Which replacement LED is the one to get? Brightest?
SSC P4 Z-LED U-bin http://www.dealextreme.com/details.dx/sku.1445
SSC P4 Z-LED T-bin http://www.dealextreme.com/details.dx/sku.1342
(difference between U and T bin?)
Cree Q5 WG http://www.dealextreme.com/details.dx/sku.2394

Yes, I am very uneducated with LED specs... Output increases as the letter-number increases (P<Q, 2<4, so P4<Q5), right? Isn't the SSC P4 a lesser-output LED than the CREE Q5 then??


----------



## greenLED (Dec 14, 2007)

*Re: Zenix IQ mod questions*



smg said:


> Output increases as the letter-number increases (P<Q, 2<4, so P4<Q5), right? Isn't the SSC P4 a lesser-output LED than the CREE Q5 then??



Yes, output increases with higher bins (later letters). Also, Vf's generally increase with higher brigthness bins, so if you "over-do" the brightness increase, you may not get as much difference in runtime compared to the stock Lux. This is not inherently bad, just something to consider depending on what you'll be using your light for.

The Cree Q5 and the SSC P4 are also different "platforms". The P4's are pretty much drop-in replacements for Luxeon lights, but those DX stars are slightly thinner than the stock stars that PhotonFanatic sells. It's not much, but you may find yourself having to shim the optic/reflector so that it remains a good fit inside your light. 

The Cree Q5 has different physical characteristics which preclude drop-in mods. You'd need to use different approach for this mod to work with a Q5.


----------



## TMorita (Dec 14, 2007)

*Re: Zenix IQ mod questions*



smg said:


> ...
> Yes, I am very uneducated with LED specs... Output increases as the letter-number increases (P<Q, 2<4, so P4<Q5), right? Isn't the SSC P4 a lesser-output LED than the CREE Q5 then??


 
Um. You are comparing apples and oranges.

The SSC P4 is the P4 LED model made by Seoul Semiconductor. P4 is not the brightness bin. Usually T or U is the "brightness" bin.

The Cree is the Cree XR-E made by Cree Semiconductor. The "brightness" bin ranges from P4 to Q5.

So basically, SSC and Cree are different companies and do not use the same rating system for brightness and you are comparing a model name with a brightness bin.

Toshi


----------



## TMorita (Dec 14, 2007)

*Re: Zenix IQ mod questions*



smg said:


> Thanks Toshi.
> 
> By "better" results, I was wondering the following:
> -Does one have a circuit suited for greater output?
> ...


 
Your question still doesn't make much sense.

The Zenix IQ has 3 brightness levels, and so does the PT EOS. At brighter levels they draw more power. The more power you draw, the shorter the runtime.

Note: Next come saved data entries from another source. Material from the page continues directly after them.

Issue #4, opened 2026-02-25
refactor: replace df.attrs with typed pipeline context dataclass


lipikaramaswamy:
### Priority Level

Medium

### Task Summary

Replace the use of df.attrs (experimental pandas feature) for threading pipeline metadata through workflow stages. Currently original_text_column is carried via df.attrs, which is not preserved through merge/concat/groupby operations.

### Technical Details & Implementation Plan

Create a `PipelineContext` (or similar name) dataclass wrapping a DataFrame + metadata dict. Update `read_input`, `_run_internal`, `LlmReplaceWorkflow`, `_rename_output_columns`, and `_build_user_dataframe` to pass/return this container instead of relying on `df.attrs`. Remove the .attrs comment/TODO in [llm_replace_workflow.py:87](https://github.com/NVIDIA-NeMo/Anonymizer/blob/main/src/anonymizer/engine/replace/llm_replace_workflow.py#L87).

PR #79, opened 2026-03-31
refactor: extract shared row-partitioning helpers

### LINKED ISSUE #60: refactor: extract shared entity-row split/reorder/recombine helper

andreatnvidia:
## Summary

- Extract the duplicated split/reorder/recombine DataFrame pattern into a shared `engine/row_partitioning.py` module with `split_rows()` and `merge_and_reorder()`
- Refactor `rewrite_workflow.py` and `llm_replace_workflow.py` to use the shared helpers instead of inline implementations
- Net reduction of ~46 lines of duplicated logic

Closes #60

## Test plan

- [x] 10 new unit tests for `row_partitioning.py` (partitioning, edge cases, roundtrip)
- [x] All 495 existing tests pass with no changes
- [x] Lint clean (`ruff check`)

### DIFF
--- a/src/anonymizer/engine/replace/llm_replace_workflow.py
+++ b/src/anonymizer/engine/replace/llm_replace_workflow.py
@@ -54,9 +54,7 @@ class LlmReplaceWorkflow:
         working_df["_entities_for_replace_json"] = working_df["_entities_for_replace"].apply(json.dumps)
 
         # Partition: rows with an empty entity list bypass replacement-map generation.
-        entity_rows, passthrough_rows = split_rows(
-            working_df, column="_entities_for_replace", predicate=bool
-        )
+        entity_rows, passthrough_rows = split_rows(working_df, column="_entities_for_replace", predicate=bool)
         passthrough_rows[COL_REPLACEMENT_MAP] = [{"replacements": []} for _ in range(len(passthrough_rows))]
 
         if entity_rows.empty:
@@ -97,7 +95,9 @@ class LlmReplaceWorkflow:
             axis=1,
         )
 
-        combined = merge_and_reorder(output_df, passthrough_rows, attrs={**run_result.dataframe.attrs, **dataframe.attrs})
+        combined = merge_and_reorder(
+            output_df, passthrough_rows, attrs={**run_result.dataframe.attrs, **dataframe.attrs}
+        )
         return LlmReplaceResult(dataframe=combined, failed_records=run_result.failed_records)
 
 
--- a/src/anonymizer/engine/replace/llm_replace_workflow.py
+++ b/src/anonymizer/engine/replace/llm_replace_workflow.py
@@ -15,6 +15,7 @@ from anonymizer.config.models import ReplaceModelSelection
 from anonymizer.engine.constants import COL_ENTITIES_BY_VALUE, COL_REPLACEMENT_MAP, ENTITY_LABEL_EXAMPLES
 from anonymizer.engine.ndd.adapter import FailedRecord, NddAdapter
 from anonymizer.engine.ndd.model_loader import resolve_model_alias
+from anonymizer.engine.row_partitioning import merge_and_reorder, split_rows
 from anonymizer.engine.schemas import EntitiesByValueSchema, EntityReplacementMapSchema
 
 logger = logging.getLogger("anonymizer.replace.llm_workflow")
@@ -45,7 +46,6 @@ class LlmReplaceWorkflow:
         replace_alias = resolve_model_alias("replacement_generator", selected_models)
 
         working_df = dataframe.copy()
-        working_df["_anonymizer_row_order"] = range(len(working_df))
 
         # Parse the per-row entity payload once, then reuse it for prompt inputs.
         parsed_entities = working_df[entities_column].apply(EntitiesByValueSchema.from_raw)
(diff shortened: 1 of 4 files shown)


src/anonymizer/engine/row_partitioning.py
```diff
@@ -0,0 +1,46 @@
...
+"""Shared helpers for partitioning DataFrames by a row predicate and recombining them."""
+
+from __future__ import annotations
+
+from collections.abc import Callable
+from typing import Any
+
+import pandas as pd
+
+_ROW_ORDER_COL = "_anonymizer_row_order"
```
lipikaramaswamy: nit: Now that this is the single source of truth, consider dropping the leading underscore so tests can import it:

```
ROW_ORDER_COL = "_anonymizer_row_order"
```
`test_rewrite_workflow.py` (8 places) and `test_llm_replace_workflow.py` (3 places) hard-code "_anonymizer_row_order" in mock fixtures. Having them import the constant prevents silent drift if the value ever changes.

src/anonymizer/engine/row_partitioning.py
```diff
@@ -0,0 +1,46 @@
...
+    can restore the original ordering after the two partitions are processed
+    independently.
+    """
+    working = df.copy()
+    working[_ROW_ORDER_COL] = range(len(working))
+    mask = working[column].apply(predicate)
+    return working[mask].copy(), working[~mask].copy()
+
+
+def merge_and_reorder(
```
lipikaramaswamy, line 34: nit: `pd.concat([])` raises ValueError if no positional args are passed. Current callers always pass at least one part, but a guard like below would make the contract explicit. 

```
if not parts:
    raise ValueError("merge_and_reorder requires at least one partition")
```

src/anonymizer/engine/replace/llm_replace_workflow.py
```diff
@@ -103,19 +95,10 @@ def generate_map_only(
...
-            .sort_values("_anonymizer_row_order")
-            .drop(columns="_anonymizer_row_order")
-            .reset_index(drop=True)
+        combined = merge_and_reorder(
+            output_df, passthrough_rows, attrs={**run_result.dataframe.attrs, **dataframe.attrs}
         )
-        # Carry pipeline metadata (e.g. original_text_column) through to downstream steps.
-        # pandas .attrs is experimental and not preserved through merge/concat/groupby,
-        # but is preserved through copy which is all we do here.
-        # TODO: consider wrapping df + metadata in a typed container.
```
lipikaramaswamy, line 116: Just noting it's ok to drop this TODO even though it's not addressed because we have issue https://github.com/NVIDIA-NeMo/Anonymizer/issues/4

tests/engine/test_row_partitioning.py
```diff
@@ -0,0 +1,95 @@
...
+    assert combined.attrs == attrs
+
+
+def test_merge_and_reorder_single_partition() -> None:
+    df = pd.DataFrame({"val": [1, 2, 3]})
+    matching, _ = split_rows(df, column="val", predicate=bool)
+    combined = merge_and_reorder(matching, attrs={})
+    assert list(combined["val"]) == [1, 2, 3]
+
+
```
lipikaramaswamy, line 91:
```suggestion

def test_merge_and_reorder_raises_on_empty_parts() -> None:
    with pytest.raises(ValueError, match="at least one partition"):
        merge_and_reorder(attrs={})
```

consider adding to check the guard I suggested above

tests/engine/test_row_partitioning.py
```diff
@@ -0,0 +1,95 @@
...
+def test_roundtrip_preserves_columns_added_after_split() -> None:
+    df = pd.DataFrame({"val": [1, 0, 3]})
+    matching, non_matching = split_rows(df, column="val", predicate=bool)
+
+    matching["extra"] = "processed"
+    non_matching["extra"] = "skipped"
+
+    combined = merge_and_reorder(matching, non_matching, attrs={})
+    assert list(combined["extra"]) == ["processed", "skipped", "processed"]
```
lipikaramaswamy, line 101: Worth also asserting on the column the split was based on.
```
assert list(combined["val"]) == [1, 0, 3]
```

Currently if `merge_and_reorder` scrambled the base data but got `"extra"` right by coincidence, this test would still pass.

lipikaramaswamy (approved):
Looks good, just a few nits and suggestions. e2e test ran without issues.

src/anonymizer/engine/row_partitioning.py
andreatnvidia: Done - tests import the constant now.

src/anonymizer/engine/row_partitioning.py
andreatnvidia: Added. Better than a cryptic `pd.concat` error.

src/anonymizer/engine/replace/llm_replace_workflow.py
andreatnvidia: Yep, leaving as-is since #4 tracks it.

tests/engine/test_row_partitioning.py
andreatnvidia: Added.

tests/engine/test_row_partitioning.py
andreatnvidia: Good catch, added.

The flood depends on whether you replace the optic with a reflector, and what kind. The Zenix IQ has a taller stock optic, so it requires less hand-sanding to fit an McR-20 into the case (maybe remove 2mm or so).

The PT EOS uses a shorter stock optic and requires more hand-sanding to fit an McR-20 into the case (about 5mm or so).

Toshi


----------



## Dorky1 (Dec 15, 2007)

*Re: Zenix IQ mod questions*

Steep & Cheap.com has been selling Black Diamond Zenix IQ headlamps for $21.63 plus shipping if you can catch them on sale. These are the reflector style Zenix IQ's. They sell outdoor gear one item at a time like Woot.com for a short period of time. I picked one up last week and just purchased 2 more today to try as my first headlamp mod.


----------



## greenLED (Dec 15, 2007)

*Re: Zenix IQ mod questions*



Dorky1 said:


> Steep & Cheap.com has been selling Black Diamond Zenix IQ headlamps for $21.63 plus shipping if you can catch them on sale. These are the reflector style Zenix IQ's. They sell outdoor gear one item at a time like Woot.com for a short period of time. I picked one up last week and just purchased 2 more today to try as my first headlamp mod.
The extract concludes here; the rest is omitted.